Наконец я прибыл в Париж, где эта отрасль познания уже давно и всемерно процветала, и пришел к Гильому из Шампо, действительно выдающемуся в то время магистру в этой области, который пользовался соответствующей славой. Он-то и стал моим наставником. Сначала я был принят им благосклонно, но затем стал ему в высшей степени неприятен, так как пытался опровергнуть некоторые из его положений, часто отваживался возражать ему и иногда побеждал его в спорах. Наиболее же выдающиеся из моих сотоварищей по школе весьма сильно вознегодовали на меня за это, и тем сильнее, чем я был моложе их по возрасту и по курсу обучения. Здесь-то и начались мои бедствия, продолжающиеся поныне; чем шире распространялась обо мне слава, тем более воспламенялась ко мне зависть[93].

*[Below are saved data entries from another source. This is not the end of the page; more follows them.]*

PR #4033, opened 2023-02-10
Remove support for requesting SMS login codes and signing up

tulir:
As per the recent notice sent to everyone with API keys, requesting SMS codes won't be allowed after the 18th. There's no way to sign up without an SMS code, so I removed the `sign_up` method too.

### DIFF
--- a/telethon/client/auth.py
+++ b/telethon/client/auth.py
@@ -25,7 +25,7 @@ class AuthMethods:
             bot_token: str = None,
             force_sms: bool = False,
             code_callback: typing.Callable[[], typing.Union[str, int]] = None,
-            first_name: str = 'New User',
+            first_name: str = '',
             last_name: str = '',
             max_attempts: int = 3) -> 'TelegramClient':
         """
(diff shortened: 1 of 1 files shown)


Lonami:
While the change is technically correct, one could argue this is a breaking change. I would rather have the method exist and fail with an `rpc_error` than have it not exist and fail with an `AttributeError`, at least for the time being. This is another motivator to get v2 done though.

What we could do is edit the documentation that this method is deprecated, and maybe raise a deprecation warning, stating Telegram's changes (which are not in effect yet, and could still change).

tulir:
I could add a stub `sign_up` method that raises a clearer error message? Technically nothing even reach the point of calling that method because there won't be any way to get a code.

Also fine to wait until the deadline before merging, it's only a week away

nitanmarcel:
Today's the day @tulir @Lonami

DavidItizk:
There is any workaround for that?
Where did you found the notice?

Lonami:
You can read the notice in #4050. I'm closing this since 07a7a8b4045dc60f733f8ebe5ced0bdf6ce721ac makes essentially the same changes.

PR #4069, opened 2023-03-27
Fix telethon not saving update state outside of disconnect.

nitanmarcel:
This is only done on disconnect which causes catch_up to be render useless if the script closes abruptly and disconnect doesn't get called.


Lonami:
Closing this in favor of #4071.

PR #82, opened 2020-04-22
Pazi wing added to flying_wing template

outoforderdev:
Pazi wing was added as two classes in flying_wing.py template.

To use, refer to the [Goland Wing example](https://ic-sharpy.readthedocs.io/en/latest/content/example_notebooks/linear_goland_flutter.html) and change 'GolandControlSurface' to 'PaziControlSurface'. 

Note: the template currently produces unstable systems. Potential reason is unconverged static solution due to deformation under gravity. Currently WIP


cases/templates/flying_wings.py
```diff
@@ -1104,6 +1104,272 @@ def update_mass_stiff(self):
...
+        base_stiffness = np.diag([ea, ga_oup, ga_inp, gj, ei_oup, ei_inp])
+
+        self.stiffness = np.zeros((1, 6, 6))
+        self.stiffness[0] = base_stiffness
+
+        m_unit = 0.589 # kg/m
+
+        # Lumped mass to confirm wing properties:
+        # Bending:
+        # 5 N load at the tip. Expected deflection of about 62.6 mm at the tip (no gravity)
```
ngoiz, line 1199: This looks like a good future verification test. Would you mind adding a bit more detail on how to achieve that result? What discretisation and angle of attack did you use to achieve this?

outoforderdev: @ngoiz, I've added some details on the tests. They are verification tests against a full 3D FEA analysis in Abaqus

PR #94, opened 2020-08-17
New SHARPy examples in the documentation

### LINKED ISSUE #89: Potential bug in xbeam and cbeam interfaces
In files:
cbeam3_interfaces.f90
xbeam_interfaces.f90

in some subroutines such as cbeam3_slv_nlndyn_step_python, arrays **stiffness_db** and **inv_stiffness_db** arrays allocated as 

real(c_double), intent(in):: stiffness_db( n_mass, 6 ,6 )
real(c_double), intent(in):: inv_stiffness_db(n_mass, 6 , 6)

 while in some others including generate_xbeam, they are allocated as
stifness_db( n_stiffness, 6 , 6)
inv_stiffness_db(n_stiffness, 6 ,6 )

where n_mass and n_stiffness are number of mass and stiffness (with the type integer == c_int ). 
As far as I undrestand, n_mass and n_stiffness can be differenet in general as we input them to the subroutine separately.  

I believe the correct form is  stiffness_db( n_stfiffness, 6, 6).

Note : The issue is not limited to cbeam3_slv_nlndyn_step_python

ArturoMS13:
This PR includes two new examples: one cantilever beam and one simple airfoil to ease the use of the generate_cases library and thus the learning curve of SHARPy.

It requires the update of the submodules and the conda environment (sphinx package).

Fixes #89


docs/source/content/faqs.md
```diff
@@ -0,0 +1,44 @@
...
+
+    _[A]_ Make sure you have loaded the SHARPy variables using the command `source <path_to_sharpy>/bin_sharpy_var.sh`.
+    
+* __[Q] When plotting the aerodynamic forces in Paraview from the UVLM, the forces at the boundary between two 
+surfaces (for instance at the wing root) appears halved. Is my simulation incorrect?__
+
+    _[A]_ This is most likely not an issue with your simulation. We have observed over time that Paraview actually only
+    plots the result from one of the surfaces, hence why it appears half of what it should be. If you extract the forces
+    without using Paraview using the 
+    [WriteVariablesTime](https://ic-sharpy.readthedocs.io/en/master/includes/postprocs/WriteVariablesTime.html) postprocessor you will get the correct result.
```
ngoiz, line 19: @ArturoMS13, I wrote this a while back, do you know if this is correct? Or do the surfaces actually have half the force at a shared boundary?

sharpy/utils/plotutils.py
```diff
@@ -1,6 +1,8 @@
 """Plotting utilities
 """
 import numpy as np
+from mpl_toolkits.mplot3d import axes3d
+import matplotlib.pyplot as plt
```
ngoiz, line 5: Since we do not include these in the environment file (and I believe it used to cause issues with Docker), could we include these in a `try: ... except ModuleNotFoundError:` clause. Could you put these under the `if not plotly`?

utils/environment_linux.yml
```diff
@@ -164,4 +163,6 @@ dependencies:
   - zipp=0.6.0=py_0
   - zlib=1.2.11=h7b6447c_3
   - zstd=1.3.7=h0b5b093_0
+  - pip:
+    - sphinx_rtd_theme==0.5.0rc1
```
ngoiz, line 167: Can we use a "non-`pip`" `sphinx_rtd_theme`? I believe it made things easier in the Travis/Docker world...

ArturoMS13: Done! I didn't know this was the reason why all the pip packages disappeared at some point

sharpy/utils/plotutils.py
ArturoMS13: Done, thanks

docs/source/content/faqs.md
ArturoMS13: I have always though this was a visuallisation problem. When two surfaces match perfectly at two points, UVLM gives you half of the force on each surface. If you plot those forces on paraview you get two arrows one on top of each other. Visually you see a force which has half of the expected module, however you have two forces. As you say, when those forces are mapped onto the structure you get both contributions and, thus, the problem disappears.

My aerodynamic surfaces do not usually match but if you have an example I can doublecheck.

ngoiz: Ok, so the actual force at the boundary is half and the issue is that Paraview doesn't add them up but just shows one.

Then I think my little snippet of text in the FAQs is correct

ngoiz:
Thanks @ArturoMS13! I just changed the title for the changelog.

Feel free to merge whenever you want!

PR #95, opened 2020-08-18
New approach to multibody computations

ArturoMS13:
The main change introduced by this PR is that the structural multibody computations are performed in local A FoR. In DynamicCoupled, the structure variables are kept in the local A FoR of each body (positions, velocities ...) and they are only transformed onto the global A FoR when postprocessing operations are required (plotting, savind data...).
This should not influence results but it improves stability and convergence.

Other minor changes have also been included.


sharpy/postproc/aerogridplot.py
```diff
@@ -106,8 +106,9 @@ def run(self, online=False):
         # TODO: Create a dictionary to plot any variable as in beamplot
         if not online:
             for self.ts in range(self.ts_max):
-                self.plot_body()
-                self.plot_wake()
+                if self.data.aero.timestep_info[self.ts] is not None:
```
ngoiz, line 109: When would we have `None`s in `aero.timestep_info`?

sharpy/postproc/writevariablestime.py
```diff
@@ -169,20 +169,37 @@ def initialise(self, data, custom_settings=None):
...
         if 'FoR_number' in self.settings:
             pass
         else:
             self.settings['FoR_number'] = np.array([0], dtype=int)
 
+        if self.data.structure.timestep_info[it].in_global_AFoR:
+            tstep = self.data.structure.timestep_info[it]
+        else:
+            tstep = self.data.structure.timestep_info[it].copy()
+            tstep.whole_structure_to_global_AFoR(self.data.structure)
```
ngoiz, line 193: Would you mind adding to the docs that any output from `WriteVariablesTime` is in `A` FoR?

sharpy/structure/utils/lagrangeconstraints.py
```diff
@@ -848,7 +848,7 @@ def initialise(self, MBdict_entry, ieq, print_info=True):
             # for k, v in MBdict_entry.items():
                 # cout.cout_wrap(k, v)
 
-        cout.cout_wrap("WARNING: do not use fully_constrained_node_FoR. It is outdated", 3)
+        cout.cout_wrap("WARNING: do not use fully_constrained_node_FoR. It is outdated. Definetly not working if 'body' has velocity", 3)
```
ngoiz, line 851:
```suggestion
        cout.cout_wrap("WARNING: do not use fully_constrained_node_FoR. It is outdated. Definitely not working if 'body' has non-zero velocity", 3)
```

Spelling ;)

ngoiz (approved):
Thanks for the excellent work @ArturoMS13!

Obviously, I'm no MB expert so I cannot comment much there. I had a genuine question on `None`s appearing in `aero.timestep_info` and a typo I caught.

In any case good to merge.

sharpy/structure/utils/lagrangeconstraints.py
ArturoMS13: Thanks!

sharpy/postproc/aerogridplot.py
ArturoMS13: When you use the cleanup timesteps postprocessor, the old time steps are set to None to save RAM memory. I really need that because I run out of memory quite quickly. 

If you use the postprocessors "online" (inside DynamicCoupled, for example) there is no problem because you just write the last one. However, if you use them "offline" (in the "flow" variable of SHARPy), you may try to write time steps that were previously cleaned by the "CleanUp" postprocessor.

sharpy/postproc/writevariablestime.py
ArturoMS13: This piece of code does not mean that the output is going to be on the A FoR. All the postprocessors output the same variables as in the single body cases. In the case of "WriteVariablesTime" the variables are output in the same FoR in which they are stored. For example, the positions are in A FoR but the forces are in B FoR.

The issue with the multibody case is that we use several A FoR (one per body) and these lines of code just move everything to the same A FoR (named "global_AFoR") to have a coherent output.

That said, it is true that I always need to think twice about which FoR are variables referred to and it is also a source of problems for new users. Thus, I might add it somewhere in the documentation so it is clear from now on.

sharpy/postproc/aerogridplot.py
ngoiz: Sounds good, thanks!

sharpy/postproc/writevariablestime.py
ngoiz: Ok, makes sense. Many thanks again!

PR #97, opened 2020-08-19
Support linearised all-moving control surfaces

ngoiz:
Minor update to support linearised all-moving control surfaces.

In addition, minor bug fix for surfaces located at T-junctions and for control surfaces located in different beams but with the same control input.

Note, the linear control surface assembly is done on a per-node basis, a feature improvement would be to rework this on a per-element basis.

Minor fixes to the `LinDynamicSim` solver (useful to visualise the linearised control surfaces)


sharpy/linear/assembler/lincontrolsurfacedeflector.py
```diff
@@ -79,6 +79,8 @@ def generate(self, linuvlm=None, tsaero0=None, tsstruct0=None, aero=None, struct
         Returns:
 
         """
+        # In hindsight, building this matrix iterating through structural node was a big mistake that
```
ArturoMS13, line 82: Can you add the description of the input arguments?

sharpy/linear/assembler/lincontrolsurfacedeflector.py
```diff
@@ -79,6 +79,8 @@ def generate(self, linuvlm=None, tsaero0=None, tsstruct0=None, aero=None, struct
...
+        # has led to very messy code. Would rework by element and in B frame
 
         if self.aero is not None:
```
ArturoMS13, line 85: If the class has been initialised but it is still given the optional input arguments, it will ignore them. What do you think about changing "if self.aero is not None" by " if aero is None"?
```suggestion
        if aero is None:
```

sharpy/linear/assembler/lincontrolsurfacedeflector.py
```diff
@@ -166,16 +168,28 @@ def generate(self, linuvlm=None, tsaero0=None, tsstruct0=None, aero=None, struct
                                 with_control_surface = True
```
ArturoMS13, line 168: I think you can simplify the code changing lines 117-122 with:

for global_node in range(structure.num_node):
	i_elem, i_local_node = structure.node_master_elem

ArturoMS13 (changes requested):
Thank you very much for the commit, moving control surfaces give a great flexibility to the solver. in the future it would be great to generate a library with different moving surfaces. It could be similar to the library of Lagrange constraints.

ngoiz:
Found a bug when having the same control surface (i.e. elevator) split in two beams with different `xb` directions. This is fixed in e02a3880d6f35b9cddf6f1237377e97dea24e392, however, prior to merging the following needs to be done:
- [ ] Test implementation in the Horten wing (elevators on the same `xb`)
- [ ] Implement a simple test script 

I'm marking the PR as draft until I finish this

sharpy/linear/assembler/lincontrolsurfacedeflector.py
ngoiz: Added the inline docstrings. As well, removed the optional arguments since they are not used at all.

sharpy/linear/assembler/lincontrolsurfacedeflector.py
ngoiz: For the moment I need to keep this as is, for the case where a single node is attached to multiple elements. 

However, I do agree that the current implementation is inefficient. It should change to be done on a per-element basis but for the moment this gets the job done ;)

sharpy/linear/assembler/lincontrolsurfacedeflector.py
ngoiz: Indeed

ngoiz:
I have tested the fix for control surfaces that deflect in the same direction for control surfaces on beams with different `xb`s with positive results.

I included a simple script as a skipped unittest that can be used to visually test changes

ArturoMS13 (approved):
Good to go, thanks for the changes and the code cleaning

PR #101, opened 2020-08-26
Major new aerodynamic features

ArturoMS13:
This pull request includes major new features in the aerodynamic modules of SHARPy and requires the update of the UVLM submodule:

- Possibility to include viscous drag in aerodynamic computations through tabulated data
- Possibility to choose independently the vortex cut off radius between solid surfaces and wakes
- Possibility to use CFL different from one in wakes. Different interpolation and filtering options are included to support this feature
- Minor improvements in the computation of turbulent winds through bts files:
     - Use the same velocity of the background flow for all the points along the chord
     - Do not interpolate the background velocity on the wake nodes for efficency
- Minor bug fixes
- Possibility to write the background velocity at any point in the flow field
- Remove steady helicoidal wake solver which is not needed anymore. Check ``tests/utils/test_generate_cases.py`` to configure helicoidal wakes
- The method "initialise" of postprocessors accepts a new optional argument "caller" that tells the postprocessor which solver is calling it to allow the postprocessor to gather information upstream.

I have fixed a bug in the computation of the tangent vector in the algebra.py file but I know this is usually a source of errors between. Can you put special attention in the review of this change?


ngoiz (commented):
This is going to be a phenomenal feature, many thanks Arturo. Looking forward to it in SHARPy v1.2!

ngoiz:
I have updated this PR with the latest UVLM commits in `develop`, so it should be good to merge whenever you are ready. 

Thanks again for the awesome feature.

ngoiz (approved):

PR #104, opened 2020-09-16
Sends simulation info to xplane via udp

wong-hl:
Script that takes a pickled simulation as input and sends the simulation information to XPlane via UDP


scripts/xplaneUDP.py
```diff
@@ -0,0 +1,457 @@
...
+import binascii
+import pickle
+import os
+import numpy as np
+
+import sharpy.utils.solver_interface as solver_interface
+import sharpy.postproc
+from sharpy.utils.algebra import quat2euler
+
+import matplotlib.pyplot as plt
```
ngoiz, line 17: Do you need matplolib? We do not include matplotlib in our environment that is used for testing (`environment_minimal`) so we tend to wrap any matplotlib import around something like:
```suggestion
try:
    import matplotlib.pyplot as plt
except ModuleNotFoundError:
    with_matplotlib = False
else:
   with_matplotlib = True
```

and then preceed any matplotlib calls you make with an `if with_matplotlib:` (or something along those lines)

scripts/xplaneUDP.py
```diff
@@ -0,0 +1,457 @@
...
+
+            Therefore, typical message looks like,
+            DREF0 + (4byte value) + dref_path + 0 + spaces to complte the 
+            whole message to 509 bytes. (N.B. + => append. Don't include
+            them in the actual message)
+
+            E.G. to switch on anti-ice swithc
+            DREF0 + (4byte value of 1) + sim/cockpit/switches/anti_ice_surf_heat_left + 
+            0 + spaces to complte to 509 bytes 
+        '''
```
ngoiz, line 220: Do you mind changing the format of this docstring to Google style restructuredtext? We have some examples in the [docs](https://ic-sharpy.readthedocs.io/en/master/content/contributing.html#documentation) (point 4). It just needs to have the correct headers and if I'm picky double quote marks `"` rather than single `'`.

The main point of all this is that if you have the docstring in the correct format it gets picked up by our documentation generator and you will have your function documented in a nice-looking webpage.

scripts/xplaneUDP.py
```diff
@@ -0,0 +1,457 @@
...
+            except socket.timeout:
+                raise XPlaneIpNotFound()
+
+        sock.close()
+        return self.BeaconData
+
+
+if __name__ == "__main__":
+    import argparse
+    import time
```
ngoiz, line 437: This could be a good place to put a readme on how to use this script (as a docstring)

ngoiz (changes requested):
This is looking really good, many thanks for your contribution!

The main thing we need is a little readme/tutorial/doc on how to use your new script! That way I can try it out and make sure everything is ready for the merge!

I've also added minor comments, mainly on the docstring format such that they get picked up by the documentation generator.

Many thanks and good work!

ngoiz (approved):

PR #106, opened 2020-09-24
Fix accuracy problem in UVLMLin

### LINKED ISSUE #105: Numerical error in the linear UVLM output matrices when vortex radius is too small
This raised in imperialcollegelondon/UVLM#6

Calculating the vortex radius squared as one should leads to numerical issues to the C and D linear UVLM matrices when the parameter `vortex_radius` in the linear UVLM solver is small enough. 

Discussion in imperialcollegelondon/UVLM#6

ArturoMS13:
Fixes #105 and issue number 6 in UVLM
It requires recompiling UVLM


ngoiz (approved):
Makes sense to me. Many thanks for the quick fix!

PR #108, opened 2020-09-29
Include linear UVLM stiffening and damping terms in the UVLM D matrix

ngoiz:
The stiffening and damping terms that arise in the linearisation of the UVLM to structural degrees of freedom projection matrices due to a change in the frame of reference are now included as part of the UVLM linear system.

Previously, these terms would be added to the stiffness and damping matrices of the structural subsystem, since they appear as perturbations to the structural degrees of freedom. However, the terms themselves are the projection of the non-zero aerodynamic forces at the reference condition. 

Thus, and for better portability of the UVLM, it is best that these terms are included as part of the direct term of the linearised UVLM system once it is projected onto the structural degrees of freedom, since the D matrix effectively transfers the inputs in the structural DOFs to forces, again in the structural frame. This allows for a standalone linear UVLM system projected onto the structural DOFs to be exported from SHARPy, without any further modification needed once the system is assembled.


ArturoMS13 (approved):
Thanks for the contribution.

PR #111, opened 2020-10-14
[fix] Fixed bug in Gridbox class

sduess:
- Removed all ".value" in Gridbox class
- Raised error since coordinates and spacings are not stored in dict format


ArturoMS13 (approved):
Thanks for solving this bug!

PR #118, opened 2021-01-12
Support to save ROM projector matrices

ngoiz:
Small enhancement to `SaveData` postproc that adds a `save_rom` setting that saves the ROM state space as well as the reduced order bases used for reduction.


ArturoMS13 (commented):
Thank you for the contribution. It looks good for merging.

ArturoMS13 (approved):

PR #68, opened 2019-02-23
Support for new Bodymovin schema. Reader hardening.

simeoncran:
Harden the LottieCompositionReader against layers that have no index. And support new Bodymovin schema.


source/LottieReader/Serialization/LottieCompositionReader.cs
```diff
@@ -2076,33 +2081,38 @@ IEnumerable<KeyFrame<T>> ReadKeyFrames(LottieCompositionReader reader, JArray js
                 {
                     var lottieKeyFrame = jsonArray[i].AsObject();
 
-                    // "n" is a name on the keyframe. Never seems to be useful.
+                    // "n" is a name on the keyframe. It is not useful and has been deprecated in Bodymovin.
```
sohchatt: Technically the name of the cubic bezier curve used for easing, not the keyframe.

Двадцатилетний юноша, день за днем донимающий преподавателя в его собственной классной комнате в присутствии сотен товарищей старше его самого: перед нами – чрезвычайно точный портрет Абеляра. Но можно смело добавить несколько штрихов, которые усилят эффект: так, Гильому из Шампо было чуть больше тридцати, а Абеляр на протяжении своей карьеры использовал все имевшиеся у него преимущества общественного и личного характера, чтобы добиться своего, не слишком стесняясь ни в манерах, ни в софистике. Можно легко представить себе это. Учителя всегда одинаковы. Школьники и студенты различаются только степенью своей послушности. В 1100 году те и другие начинали с постижения основ общества, как делают до сих пор, только тогда они постигали законы Церкви и Аристотеля, а сейчас – законы, принимаемые парламентом, и законы сохранения энергии. В 1100 году студенты считали само собой разумеющимся, что с помощью Аристотеля и силлогизмов они смогут построить Церковь средствами интеллекта; точно так же архитекторы с помощью стрельчатой арки вскоре расширят ее средствами архитектуры. Они никогда не сомневались в верности своего метода. Для них слова имели точно установленные значения, как числа, а силлогизмы были тесаными камнями, которые следовало лишь водрузить на место, чтобы достичь какой угодно высоты или поддержать сколь угодно тяжелую деталь. Каждое предложение облекалось в форму силлогизма. Чтобы правильно формулировать, нужно пройти обучение в иезуитской или доминиканской школе, но мы, только для примера, выскажем робкое предположение относительно того, как выглядели простейшие высказывания такого рода. Скажем, Платон или другой столь же влиятельный авторитет определял субстанцию как то, что лежит в основе всех явлений, как самую универсальную из универсалий, как высшее обобщение, последнее в ряду. Высшая сущность, или субстанция, неделима; Бог есть субстанция; Бог неделим. Божественная субстанция не подвержена изменениям или случайностям; все другие субстанции подвержены изменениям или случайностям; следовательно, божественная субстанция отличается от всех прочих субстанций. Субстанция является универсальной; человечество или человек является универсальным и неделимым; человек Сократ является не чем-то универсальным, а чем-то индивидуальным; следовательно, субстанция «человечество», будучи неделимой, должна наличествовать в Сократе, целостная и неделимая.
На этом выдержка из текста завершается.